The clever moniker was the name of a plenary session at the 8th New York Symposium on Neurological Emergencies & Neurological Care, sponsored by Columbia University’s Center for Continuing Medical Education. The two-hour presentation on neurology’s take on HM was a new feature for the annual meeting, and to presenter David Likosky, MD, SFHM, hospitalist and stroke program director at Evergreen Hospital Medical Center in Kirkland, Wash., it was the latest sign that the field of HM is cementing its future.

“The neurohospitalist world right now is where the hospital medicine world was, say, ten, fifteen years ago,” says Dr. Likosky, who is board-certified in both neurology and internal medicine.

Multiple fields have adopted the HM model, to the point that SHM is holding its first national specialty hospitalist meeting, Focused Practice in Hospital Medicine, on Nov. 4 in Las Vegas. The meeting is designed to help promote networking of people interested in the hospitalist model in various specialties, as well as to help identify issues related to those specialties. Click here for more information and registration.

But even within the growth of speciality hospitalist models, neurology might be the cohort embracing it the fastest. Dr. Likosky estimates there are 500 neurohospitalists practicing nationwide. The Neurohospitalist Society held its first meeting earlier this year, and the field’s first textbook, which he is contributing to, is set for release in November. The Academy of Neurology has a dedicated neurohospitalist section. And the subspecialty even has its own quarterly journal, The Neurohospitalist.

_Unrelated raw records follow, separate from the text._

PR #1842, opened 2020-08-12
Resolve memory issues with callStorm, et al

jnwatson:
The root issue is that, upon leaving a Base context manager via exception, the Exception object itself is stored on the Base. This leads to a long circular reference loop that the GC has trouble untangling.

Also add a --keep option to the benchmark_cortex.py script that keeps the benchmark test data in the cortex between runs.

Also fix a failure to validate layers when creating a view.

This speeds up coreapi.callStorm quite a bit.

### DIFF
--- a/scripts/benchmark_cortex.py
+++ b/scripts/benchmark_cortex.py
@@ -112,12 +112,13 @@ class TestData(s_base.Base):
         '''
         await s_base.Base.__anit__(self)
         self.nrecs = work_factor
-        random.seed(4)  # 4 chosen by fair dice roll.  Guaranteed to be random
+        rando = random.Random(4)  # 4 chosen by fair dice roll.  Guaranteed to be random
+        self.rando = rando
         ips = list(range(work_factor))
-        random.shuffle(ips)
+        rando.shuffle(ips)
         dnsas = [(f'{ip}.website', ip) for ip in ips if ip % 2 == 0]
         dnsas += [('blackhole.website', ip) for ip in ips if ip % 10 == 0]
-        random.shuffle(dnsas)
+        rando.shuffle(dnsas)
         self.remote = remote
 
         def oe(num):
@@ -129,8 +130,8 @@ class TestData(s_base.Base):
 
         self.asns: FeedT = [(('inet:asn', asn * 2), {}) for asn in range(work_factor)]
         self.asns2: FeedT = [(('inet:asn', asn * 2 + 1), {}) for asn in range(work_factor)]
-        random.shuffle(self.asns)
-        random.shuffle(self.asns2)
+        rando.shuffle(self.asns)
+        rando.shuffle(self.asns2)
 
         self.asns2prop: FeedT = [(asn[0], {'props': {'name': 'x'}}) for asn in self.asns]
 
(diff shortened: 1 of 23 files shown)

There is now a critical mass of neurohospitalists. There’s also an increasing recognition by the neurointensivists that someone has to help them take care of these patients, either before they get to the unit or when they come out of the unit.


—David Likosky, MD, SFHM, hospitalist, stroke program director, Evergreen Hospital Medical Center, Kirkland, Wash.

“There is now a critical mass of neurohospitalists,” Dr. Likosky says. “There’s also an increasing recognition by the neurointensivists that someone has to help them take care of these patients, either before they get to the unit or when they come out of the unit. … Most hospitals don’t have neurointensivists, but they have very ill neurology patients. That’s another niche for neurohospitalists. All specialties of intensivists are looking for help with these patients.”

Another panelist at the four-day Manhattan conference, William D. Freeman, MD, assistant professor of neurology at the Mayo Clinic in Jacksonville, Fla., says the continued success of the field will be judged on data. He says three areas of potential “low-hanging fruit” to focus on are:

  • Increased use of intravenous tissue plasminogen activators (tPA). The FDA-approved “clot-busting therapy” has been shown to reverse the effects of ischemic stroke if given within a time-sensitive window of therapeutic opportunity.
  • Reduced length of stay for stroke patients. Adherence to best practices, Dr. Freeman says, will most effectively reduce patient stays and will be the ones that also demonstrate quality and patient-safety attributes.
  • Focus on stroke patient metrics. Administrators often focus on quality measures that are easily identifiable; Dr. Likosky says new programs have to be able to show they can meet those thresholds.

“Hospital administrators are new to the concept of a neurohospitalist,” Dr. Likosky adds. “It’s easier in that they get the hospitalist model because that’s been around for so long, but figuring out the expense of a neurohospitalist program, how that functionally works, are there enough volumes, are all questions that are being asked.”